En las jácaras de Quevedo se acepta la maldad de la condición humana como motivo de desencanto para crear lo grotesco, y se entrega todo ello al regocijo del público, pues fue tema triunfante donde los hubo, hasta llegó a ser adorno de la comedia nueva. ¡Cuántas consideraciones podrían seguirse sobre esa situación! Me apresuro a señalar que las jácaras de Quevedo resultan ser el subgénero peor estudiado del poeta, hasta el punto que se cuentan con los dedos de la mano las escasas referencias críticas que hayan ensayado explicar la razón del género y de su triunfo.
Ribera, "Ticio" |
La razón final estriba en el conjunto de circunstancias que también llevaron al españoleto a pintar sus furias con esos escorzos sangrientos e inauditos y a aceptar lo violento como artístico. Aceptar el mal como motivo de inspiración. La verdad es que no resulta difícil aceptar la aparición del mal en todo tipo de representaciones, pues siempre fue razón de moralistas y propagandista que emplearon esos temas para mover a piedad, repulsión, escándalo, etc. Basta con recordar el papel de las religiones –en el mundo occidental– en derivar de escenas de la pasión de Cristo conclusiones piadosas; y en el propio siglo XVI-XVII cómo aquello se acentuó hasta la exageración, por la tarea de los jesuitas por ejemplo. Nótese, sin embargo, que lo que triunfa en estos casos no es el arte, la habilidad, la técnica, etc. sino la transmisión de contenidos.

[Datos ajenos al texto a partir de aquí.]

PR #590, opened 2020-03-09
Update the lepton-upcfg utility

graahnul-grom:
- source configuration file is copied before the conversion, so that
custom settings and comments are preserved.
- remove the `--system` command line option: `geda-gaf` has no system
configuration file, lepton-eda already provides one with new settings,
so there is no point in converting system config.
- print upgraded configuration file contents to standard output by
default; to copy resulting configuration file to appropriate location,
use (new) `--copy` (`-c`) command line option.
- to convert `geda-user.conf` in `~/.gEDA/` directory, the `--old`
(`-o`) command line option has been added.

### DIFF
--- a/liblepton/scheme/lepton/legacy-config.scm
+++ b/liblepton/scheme/lepton/legacy-config.scm
@@ -11,11 +11,20 @@
   #:use-module  ( lepton config )
   #:use-module  ( lepton legacy-config keylist )
 
+  #:export      ( upcfg-log )
   #:export      ( config-upgrade )
   #:export      ( warning-option-deprecated )
   #:export      ( warning-option-obsolete )
 )
 
+
+
+; public:
+;
+( define ( upcfg-log fmt . args )
+  ( apply format (current-error-port) fmt args )
+  ; ( apply log! 'message fmt args )
+)
 
 
 ; get configuration context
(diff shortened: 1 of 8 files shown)


liblepton/scheme/lepton/legacy-config.scm
```diff
@@ -8,27 +8,47 @@
 
   #:use-module  ( ice-9 format )
   #:use-module  ( ice-9 match )
+  #:use-module  ( ice-9 optargs ) ; define*
```
vzh: `optargs` is not required for `define*`, just for `define*-public`.

vzh:
... and
```
$ lepton-cli config --user
/home/vzh/.config/lepton-eda/geda-user.conf
```
Hmm...

vzh:
Shouldn't be `config_legacy_mode` set to `FALSE` by default?

liblepton/scheme/lepton/legacy-config.scm
graahnul-grom: yes, thank you.

graahnul-grom:
So, we have to deal with multiple user config files. Not sure if this can be reasonably automated.

graahnul-grom:
Maybe it's better to add an option to pass the source config file's location.

vzh:
> I didn't turn legacy config mode off yet in `liblepton`. Perhaps, it's time to do so.

Yes, we've already removed the option `--disable-deprecated`, so it's time to go forward.

vzh:
> So, we have to deal with multiple user config files. Not sure if this can be reasonably automated.

The logic could be simple:
- search for all possible places where legacy config files may live;
- report any of them found;
- use the most recently updated one for upgrade and report this to the user prompting about manual intervention in case the option is not suitable.

graahnul-grom:
There are 3 user config files, or did I forget something?

1. `$HOME/.gEDA/geda-user.conf`
2. `$XDG_CONFIG_HOME/gEDA/geda-user.conf`
3. `$XDG_CONFIG_HOME/lepton-eda/geda-user.conf`

vzh:
Yes, I cannot remember any other locations.

graahnul-grom:
@vzh Though I didn't want to make this utility interactive, it seems
that otherwise it could become more complicated...
I've added the code that searches for available user configuration
files (those 3 files above) and offers the user to choose which one
to upgrade. Maybe some messages, interactive prompt behavior,
as well as the code itself should be improved.

vzh:
I'm fine with the change. And now, I think, it's time for a new release :-) Please update NEWS with changes in this commit set.

PR #595, opened 2020-03-11
Get rid of some fields of the TOPLEVEL structure

vzh:
Reduce code dependency on `TOPLEVEL` by removing some of its fields. Instead, use new config settings to get same info.


graahnul-grom:
Excellent refactoring, bravo! :-)

PR #596, opened 2020-03-13
Fix the lepton-archive log file name

graahnul-grom:
Do not use the "lepton-" prefix for log files generated by `lepton-archive`
for consistency with the other tools in the suite.
BTW, `lepton-archive`doesn't seem to write anything to the log...

### DIFF
--- a/utils/scripts/lepton-archive.in
+++ b/utils/scripts/lepton-archive.in
@@ -861,5 +861,5 @@ the file manually.\n"))
     ((@@ (guile-user) parse-rc) "lepton-archive" "gafrc" )
     ;; Init log domain and create log file right away even if
     ;; logging is enabled.
-    (init-log "lepton-archive")
+    (init-log "archive")
     (main)))


vzh:
> Do not use the "lepton-" prefix for log files generated by `lepton-archive`
> for consistency with the other tools in the suite.

I see only `lepton-netlist` initialises log in such a way. Hmm... What do other tools do? Isn't `init-log` useless?
Well, yes, it's better to use shorter name, since it goes to `lepton-eda` folder, anyways.

> BTW, `lepton-archive`doesn't seem to write anything to the log...
It may do it in future, though I'm in doubt whether the chunk of code does anything useful.
Anyway, thank you!

graahnul-grom:
Other tools use `s_log_init()` C function (schematic, attrib), passing
the short program name to it.
`init-log` calls `s_log_init()`, too.

vzh:
Ah, thanks :-)

PR #598, opened 2020-03-14
Turn off legacy configuration mode

graahnul-grom:
Use new `lepton*.conf` configuration files by default.
Use new names for configuration parameters in `liblepton`,
`lepton-schematic` and `lepton-netlist`.


vzh:
Great, thank you!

Ribera y Quevedo se conocieron, sin duda, en Nápoles –recuérdense los cuadros de la Colegiata de Osuna, sobre los que ya he sospechado alguna vez que se pudo encargar de llevarlos Quevedo en su viaje de vuelta a Madrid. La estética del mal es tan vieja como la condición humana, desde luego, y cuando se retraza su historia se suelen citar autores clásicos de todas las épocas y culturas; pero lo cierto es que hay travesías históricas en las que se detecta ese engrosamiento de los temas del mal. Apresurémonos a señalar, como primera explicación, que no es que se haya acrecentado el mal y que sea ello lo que produce la satisfacción del creador y del espectador; que lo que se ha acrecentado es la capacidad del artista para representar las mil formas del mal (el dolor, la violencia, lo monstruoso, etc.) y convertirla en objeto de admiración. Y que lo que se ha desarrollado es la sensibilidad del espectador artístico para admirar esa capacidad del artista; dicho con simpleza obvia: el lector de las novelas policiacas no es un asesino escondido que se regodea en el crimen, sino un lector culto que sabe distinguir las cualidades del relato. Por algo algo tan simple como eso –que sin embargo recientemente causó un curioso escándalo novelesco en nuestro país– podemos saber que el espectador actual culto ha aprendido a situar la creación artística en su justo lugar.
El comentarista de hoy se sitúa en una posición sumamente confortable, con los datos históricos a vista de pájaro, para construir capas de significados y variedad de perspectivas que enriquecen las obras artísticas que nos han llegado. De ese modo se construye la crítica en torno al Quiijote, se reedifica el camino que lleva a los cuartetos de Bartok o se señalan significados alegóricos en las furias y titanes de Ribera. Son temas que se seguirán pensando; pero hubiera debido insinuarse que las furias del Prado no tienen tan solo una significación política alegórica.